# Task statement:
Without skipping anything, write out each record below exactly.

# Records to process:
______________________________

PR #5066, opened 2025-11-01
add nnx.dataclass

cgarciae:
Adds `nnx.dataclass` and allows `nnx.data` and `nnx.static` to be used as field specifiers. `nnx.Data` and `nnx.Static` are deprecated, the main reason is because python currently turns type annotations into strings when forward references are involved and there is no good solution for detecting the annotations.

### DIFF
--- a/docs_nnx/guides/pytree.ipynb
+++ b/docs_nnx/guides/pytree.ipynb
@@ -395,8 +395,8 @@
    "id": "8055b72c",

______________________________

# Task response:
PR #5066, opened 2025-11-01
add nnx.dataclass

cgarciae:
Adds `nnx.dataclass` and allows `nnx.data` and `nnx.static` to be used as field specifiers. `nnx.Data` and `nnx.Static` are deprecated, the main reason is because python currently turns type annotations into strings when forward references are involved and there is no good solution for detecting the annotations.

### DIFF
--- a/docs_nnx/guides/pytree.ipynb
+++ b/docs_nnx/guides/pytree.ipynb
@@ -395,8 +395,8 @@
    "id": "8055b72c",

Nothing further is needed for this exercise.